Raramente (forse mai) una città è stata così fortemente legata ad una band e ad un genere musicale. Verso gli inizi degli anni ’90, infatti, dalle fogne dell’underground di Seattle uscirono come topi centinaia e centinaia di band musicali; l’associazione era bivalente: se un gruppo è di Seattle automaticamente fa grunge; allo stesso modo, un gruppo, per essere considerato grunge, deve provenire da Seattle.
Il valore musicale di queste band non era neanche cattivo, ma il loro periodo storico si limitò a quei 3-4 anni in cui il grunge era in auge. L’industrialità della città dettava i ritmi malinconici, depressivi, e venivano mischiati con le basi classiche e aggressive del punk. Quello che viene fuori non è un movimento di protesta, ma un movimento che si arrende prima di combattere: la rockstar alternativa non è più un vincente contornato di donne come i Motley Crue, ma è un perdente (nel caso dei Nirvana il leader Kurt Cobain è bello, maledetto, ma fondamentalmente un depresso cronico). In questo contesto i Nirvana sono il prodotto più rappresentativo della città di Seattle (anche Jimi Hendirx era di lì, ma in quel caso il legame è pressoché nullo).
L’album di esordio (“Bleach”) serve a delineare i caratteri, ma il grunge vero e proprio doveva ancora venir fuori, ed emerse due anni dopo con il seguente “Nevermind”, probabilmente l’album più significativo nella storia del rock degli ultimi 25 anni. Le basi, come detto, sono quelle tipiche del punk, suonato con un pò più di cura; il nichilismo nei testi ed i ritmi rallentati e cadenzati rendono l’album un’icona non ancora spodestata della generazione post anni ’80. Protagonista assoluto, manco a dirlo, è Kurt Cobain: la sua voce è bassa e decadente, tanto da essere paragonata (in maniera assolutamente spropositata) a quella di Jim Morrison; la chitarra fa riff semplici e orecchiabilissimi, sporcati di quel tanto che basta per esaltare la melodia delle canzoni. “Smells Like Teen Spirits” è un tormentone che durò per anni, ed il suo riff è uno dei più noti della storia del rock. Sebbene non sia questo il genere che normalmente ascolto, penso che sarebbe un delitto non attribuire a quest’album la giusta importanza che merita.
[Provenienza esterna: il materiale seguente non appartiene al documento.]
PR #2100, opened 2019-05-02
Add TwoFactorAuthService

Henry0422:
Fix the 2FA bypassing issue https://nanopay.atlassian.net/browse/CPF-841
Complete the main task of https://nanopay.atlassian.net/browse/CPF-1036


src/foam/nanos/auth/twofactor/GoogleTOTPAuthService.js
```diff
@@ -86,7 +86,7 @@ foam.CLASS({
     {
       name: 'verifyToken',
       javaCode: `
-        long code      = Long.parseLong(token);
+        long code;
```
Henry0422, line 89: Fix the issue in https://nanopay.atlassian.net/browse/CPF-350

mcarcaso (approved):

src/services
```diff
@@ -69,7 +69,7 @@ p({"class":"foam.nanos.boot.NSpec", "name":"serviceProviderDAO",               "
 
 p({"class":"foam.nanos.boot.NSpec", "name":"emailToken",                       "lazy":true,  "serve":true,  "serviceClass":"foam.nanos.auth.email.EmailTokenService","boxClass":"foam.nanos.auth.token.TokenServiceSkeleton","client":"{\"class\":\"foam.nanos.auth.token.ClientTokenService\"}"})
 p({"class":"foam.nanos.boot.NSpec", "name":"verifyEmail",                      "lazy":true,  "serve":false, "authenticate": false, "serviceClass":"foam.nanos.auth.email.EmailVerificationWebAgent"})
-p({"class":"foam.nanos.boot.NSpec", "name":"twofactor",                        "lazy":true,  "serve":true,  "boxClass":"foam.nanos.auth.twofactor.OTPAuthServiceSkeleton", "serviceClass":"foam.nanos.auth.twofactor.GoogleTOTPAuthService", "client":"{\"class\":\"foam.nanos.auth.twofactor.ClientOTPAuthService\"}"})
+p({"class":"foam.nanos.boot.NSpec", "name":"twofactor",                        "lazy":true,  "serve":true,  "authenticate": false, "boxClass":"foam.nanos.auth.twofactor.OTPAuthServiceSkeleton", "serviceClass":"foam.nanos.auth.twofactor.GoogleTOTPAuthService", "client":"{\"class\":\"foam.nanos.auth.twofactor.ClientOTPAuthService\"}"})
```
mcarcaso, line 72: Let's talk about this.

mcarcaso (changes requested):

adamvy:
We're doing this work out of order.  We have to redesign work to do on AuthService in general first.

First we need to model a number of Credential objects, such as UserAndPasswordCredentials, and SecondFactorCredentials.

Then we need to update the auth service in two ways.  We need an `auth(Credentials)` method which takes any credentials object.  And `check()` needs to be modified to throw an exception rather than return a boolean.

The idea is that, when the user makes a request to the server, the server will call `auth()` to see if the session has the necessary credentials.  If they don't then it will throw an exception such as `MissingCredentialsException(UserAndPasswordCredentials.class)`

If the client receives a MissingCredentialsException, it can then render a DetailView for the type of Credentials that were indicated as missing in the exception.  After which it can retry the request if it wants.

The current mechanism of just returning a boolean means we don't have enough information in the client to know what credentials we're missing.

As an example, UserPasswordAuthService should look something like
`
For instace UserAndPasswordAuthService
`
class UserPasswordAuthService { 
  auth(X, Credentials c) {
    if ( ! ( c instanceof UserPasswordCredentails ) {
      return getDelegate().auth(c);
    }
    if ( c is valid user and password ) {
      update X.session
    }
    throw InvalidCredentialsException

Il lavoro seguente, dopo una raccolta di b-sides (“Incesticide”), è “In Utero”; sebbene anche qui le caratteristiche del grunge ci siano tutte, il gruppo sposta leggermente il tiro verso un suono più metal; il disco è più che buono, ma chiaramente non raggiunge le vette del precedente.
Il 08/04/1994 la depressione che tanto aveva fatto il successo della musica dei Nirvana, ebbe la meglio su Cobain, trovato morto a Seattle per un sospetto suicidio. Morto il leader, il gruppo raggiunge il suo massimo di notorietà.
E’ curioso notare che quando muore il leader di una band, gli album postumi, soprattutto se ottenuti da registrazioni precedenti, risultino essere alquanto scadenti, ma in questo caso l’edizione postuma dell’ “MTV Unplugged in New York” rappresenta la vera consacrazione della band. L’album, pur rientrando nella categoria live, deve essere considerato come un episodio a parte: l’esibizione acustica di Cobain in pezzi del gruppo e cover di altre band è qualcosa che lascia semplicemente a bocca aperta. Se prima c’era qualche dubbio sulla loro grandiosità, questo disco spazza via ogni dubbio.
Finita l’avventura con i Nirvana, per gli altri due membri del gruppo iniziarono dei nuovi progetti; particolarmente attivo fu l’estroso batterista Dave Grohl che, tra le altre cose, divenne leader dei Foo Fighters, un gruppo rock crossover molto divertente che, ancora in attività, è stato capace di produrre lavori meritevoli, come il bellissimo “There is Nothing Left to Lose” del 1999.
In conclusione, c’è chi pensa che i Nirvana siano stati un fenomeno passeggero; io penso che le dimostrazioni di bravura, invece, siano state diverse. Non stiamo parlando del gruppo migliore della storia, ma sicuramente di qualcosa di molto più concreto che una meteora.